Stored dataset items

*****

PR #7717, opened 2026-05-13
fix #1694: Add ability to have cascading liquibase.properties files

### LINKED ISSUE #1694: Add ability to have cascading liquibase.properties files
## Description

Currently, we support a single "defaultsFile" (aka liquibase.properties) which can set liquibase configuration values. However, often times people have some of those values that change from environment to environment and it's a pain to have to keep multiple versions of those file with only slight differences.

Liquibase should be able to work like Spring, where you are able to specify a list series of "profiles" and we will check for files with those profile names in them, with the final list of configurations being a union of them all. https://docs.spring.io/spring-boot/docs/current/reference/html/spring-boot-features.html#boot-features-external-config-files-profile-specific

Liquibase already has the concept of a "context" which corresponds to what spring boot calls a "profile" so we will expand that context functionality. (see discussion below)

## Example

Files:

_liquibase.properties_
```
changelogFile: com/example/changelog.xml
url: jdbc://localhost/db
username: myuser
password: pwd
```

_liquibase-staging.properties_
```
url: jdbc://staging/db
username: staginguser
password: stagepwd
```

_liquibase-prod.properties_
```
url: jdbc://prod/db
username: produser
liquibase.headless: true
```

_liquibase-debug.properties_
```
logLevel: FINE
```

If you have `--defaultsFile=liquibase.properties`, it just uses that file and you end up with
```
changelogFile: com/example/changelog.xml
url: jdbc://localhost/db
username: myuser
password: pwd
```

If you use `--defaultsFile=liquibase.properties --contexts=staging`  it merges the two files, with "staging" overriding what is in the default
```
changelogFile: com/example/changelog.xml
url: jdbc://staging/db
username: staginguser
password: stagepwd
```

If you use `--defaultsFile=liquibase.properties --contexts=staging,prod`  it merges the two files, with "staging" overriding what is in the default and "prod" overriding what is in staging+default.
```
changelogFile: com/example/changelog.xml
url: jdbc://prod/db
username: produser
password: stagepwd
```

If you use `--defaultsFile=my.properties --contexts=staging`  it looks for a my.properties and my-staging.properties files, and doesn't touch the liquibase-*.properties files.
```
## No files from above match
```

It is perfectly fine to include contexts that don't have corresponding files. `--defaultsFile=liquibase.properties --contexts=other,staging` will still merge the defaults and staging files, but doesn't care that there is no liquibase-other.properties file.

## Discussion: Contexts vs Profiles

The above expands the functionality of contexts to also include properties files to check for as well. Liquibase "contexts" are often used to define the environment/needs/special-cases that apply that that specific run. 

Currently we use contexts to filter out changeSets that don't apply to that environment/need/special-case and it seems that for many of the reasons people use contexts currently they also want to pick up related files for that context. Example: "staging". And, it's perfectly fine to use contexts that don't have a corresponding defaults file.

BUT: is that overloading the existing context functionality in ways that will cause problem or confusion for people? Would it be better to introduce a separate "profiles" concept that is used only for this new feature? Does a separate property help or hurt?

MichaelKern-IVV:
## Impact

## Description

Currently, we support a single "defaultsFile" (aka liquibase.properties) which can set liquibase configuration values. However, often times people have some of those values that change from environment to environment and it's a pain to have to keep multiple versions of those file with only slight differences.

In addition, there may be sections of the defaultsFile that are maintained by different groups of people and that not everyone involved is authorized to view, such as login credentials.

Unlike requirement #1694 (which should be reopened), this is not achieved by using an additional file whose name includes the stage, but rather by using files with the same name located in different places in the classpath. It is up to the user to configure the classpath according to their own requirements.

Technically, this means that the defaultsFile is read not by an InputStream but by an InputStreamList. For each InputStream contained within it, a separate DefaultsFileValueProvider is created, whose precedence depends on its position in the classpath.


filipelautert (commented):
Hey, reviewed the cascading-defaults work. The `DefaultsFileValueProvider` refactor to static factory helpers is clean, and I appreciate that you preserved the CWE-94 `Properties.load()` guard comment verbatim. A few things to resolve before merge:

1. **Strict-mode "file not found" behavior was dropped.** The old `else` branch threw `UnexpectedLiquibaseException` when a non-default defaults file was missing *and* `strict` was on, and otherwise printed `"Could not find defaults file …"`. The new code replaces that whole branch with an unconditional `getAll()` loop — so if the file exists on neither the filesystem nor the classpath, strict mode no longer fails and the user gets no warning at all. That's a behavior regression. Either re-add the "found nothing anywhere → strict throw / warn" check after the loop, or call out in the PR why it's intentionally removed.

2. **Cascade precedence is implicit and classpath-order dependent.** `precedence = 50 - returnList.size()` means "the earlier a file is returned by `getAll()`, the higher it wins." That makes the override order entirely dependent on the order `ClassLoaderResourceAccessor.getAll()` yields resources. Worth (a) a comment stating the intended rule ("first/closest on the classpath wins"), and (b) confirming that ordering is actually deterministic across resource accessors — otherwise the cascade is non-reproducible. This is the semantic core of #1694, so it shouldn't be left implicit.

3. **Unused imports.** `AccessController`, `PrivilegedAction`, `URLClassLoader`, `URL`, and `MalformedURLException` are imported in `LiquibaseCommandLine` but never referenced (only the test and the maven mojo use a classloader). Looks like leftovers from an earlier approach — drop them.

Minor: `propertiesFromMap` does `properties.putAll(map)` — `Properties` is a `Hashtable`, so a null value in the map will NPE. Worth a null-skip if that constructor can take user data.

Nice test (`MultipleDefaultsFilesOverlayEachOtherTest`) — the overlay assertions are exactly the right shape; just make sure they pin the precedence direction from item 2.

filipelautert (commented):
Thanks for incorporating the earlier round of feedback — the strict-mode restore via the `found` flag, the precedence comment, and the overlay test all look good now. Two remaining items:

1. **`AbstractLiquibaseMojo.java:953-963` vs `:800-810`** - The two cascade paths disagree on direction. `loadProperties()` merges every stream into one `Properties` sequentially, so the **last** stream wins for mojo fields; but the registered providers use `++precedenceOffset` (49, 48, …), so the **first** stream wins for config values. Same multi-file setup, two different winners. Pick one direction (first-wins, to match the CLI) — e.g. load streams in reverse order in `loadProperties`, or skip keys that are already set.

2. **`AbstractLiquibaseMojo.java:815-825`** - `handlePropertyFileInputStreams` now throws instead of returning null, so the `if (isl == null)` guards at both call sites are dead code. Also, `"Failed to resolve the properties file: Not found"` dropped the filename that the old `FileUtil.getFileNotFoundMessage()` message included. Use `FileUtil.getFileNotFoundMessage(propertyFile)` in the throw and delete the guards.

The `DefaultsFileValueProvider` refactor into static factory helpers is clean, and the overlay test asserting `CCC=ccc` beats `CCC=CCC` is exactly the right way to pin the cascade direction.

filipelautert (commented):
Almost there! handlePropertyFileInputStreams never returns null now, so the isl == null guard at AbstractLiquibaseMojo.java:805 is dead code - please drop it. Triggered the CI as it never ran on the last commit.

liquibase-standard/src/main/java/liquibase/configuration/core/DefaultsFileValueProvider.java
```diff
@@ -11,46 +11,70 @@
...
     private final Properties properties;
     private final String sourceDescription;
+    private final int precedence;
 
-    protected DefaultsFileValueProvider(Properties properties) {
+    protected DefaultsFileValueProvider(Properties properties, String sourceDescription, int precedenceOffset) {
         this.properties = properties;
-        sourceDescription = "Passed default properties";
+        this.sourceDescription = sourceDescription;
+        this.precedence = DEFAULT_PRECEDENCE - precedenceOffset;
```
filipelautert: With precedence 50 - offset, the 20th defaults file drops below ServletConfigurationValueProvider (30) and eventually goes negative. Should not we clamp it, or is that many files not worth worrying about?

liquibase-maven-plugin/src/main/java/org/liquibase/maven/plugins/AbstractLiquibaseMojo.java
```diff
@@ -846,9 +852,13 @@ protected void configureChangeLogProperties() throws MojoFailureException, MojoE
         }
     }
 
-    private static InputStream handlePropertyFileInputStream(String propertyFile) throws MojoFailureException {
+    private static InputStreamList handlePropertyFileInputStreams(String propertyFile) throws MojoFailureException {
         try {
-            return Scope.getCurrentScope().getResourceAccessor().getExisting(propertyFile).openInputStream();
+            InputStreamList inputStreamList = Scope.getCurrentScope().getResourceAccessor().openStreams(null, propertyFile);
+            if (inputStreamList == null || inputStreamList.isEmpty()) {
+                throw new MojoFailureException("Failed to resolve the properties file: " + FileUtil.getFileNotFoundMessage(propertyFile));
```
filipelautert: This used to be a MojoExecutionException with FileUtil.getFileNotFoundMessage. Was the change to MojoFailureException intentional? Maven treats the two differently.

filipelautert (commented):
The ChangeSet null check looks unrelated to defaults files, worth splitting out?

Fixed the test on your branch, it was calling registerValueProviders which #7876 replaced.

liquibase-maven-plugin/src/main/java/org/liquibase/maven/plugins/AbstractLiquibaseMojo.java
MichaelKern-IVV: No, that was not intended, reverted back to MojoExecutionException.

liquibase-standard/src/main/java/liquibase/configuration/core/DefaultsFileValueProvider.java
MichaelKern-IVV: I was thinking of two or three files, or four at most. But you never know, so I’ve added a limit.

filipelautert (commented):
The clamp and the revert look good, just that one compile issue, verified locally. CI hasn't run on these commits yet, I'll trigger it after the fix.

liquibase-maven-plugin/src/main/java/org/liquibase/maven/plugins/AbstractLiquibaseMojo.java
```diff
@@ -846,9 +852,13 @@ protected void configureChangeLogProperties() throws MojoFailureException, MojoE
         }
     }
 
-    private static InputStream handlePropertyFileInputStream(String propertyFile) throws MojoFailureException {
+    private static InputStreamList handlePropertyFileInputStreams(String propertyFile) throws MojoFailureException {
         try {
-            return Scope.getCurrentScope().getResourceAccessor().getExisting(propertyFile).openInputStream();
+            InputStreamList inputStreamList = Scope.getCurrentScope().getResourceAccessor().openStreams(null, propertyFile);
+            if (inputStreamList == null || inputStreamList.isEmpty()) {
+                throw new MojoExecutionException("Failed to resolve the properties file: " + FileUtil.getFileNotFoundMessage(propertyFile));
```
filipelautert, line 859: handlePropertyFileInputStreams only declares MojoFailureException, so this new MojoExecutionException doesn't compile (`unreported exception org.apache.maven.plugin.MojoExecutionException`). Could you add it to the throws clause?

MichaelKern-IVV: Oops, that slipped my mind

*****

### Exercise goal
Check the data for the word "Failed" and pull out the lines that have it.

### Result below
2. **`AbstractLiquibaseMojo.java:815-825`** - `handlePropertyFileInputStreams` now throws instead of returning null, so the `if (isl == null)` guards at both call sites are dead code. Also, `"Failed to resolve the properties file: Not found"` dropped the filename that the old `FileUtil.getFileNotFoundMessage()` message included. Use `FileUtil.getFileNotFoundMessage(propertyFile)` in the throw and delete the guards.
+                throw new MojoFailureException("Failed to resolve the properties file: " + FileUtil.getFileNotFoundMessage(propertyFile));
+                throw new MojoExecutionException("Failed to resolve the properties file: " + FileUtil.getFileNotFoundMessage(propertyFile));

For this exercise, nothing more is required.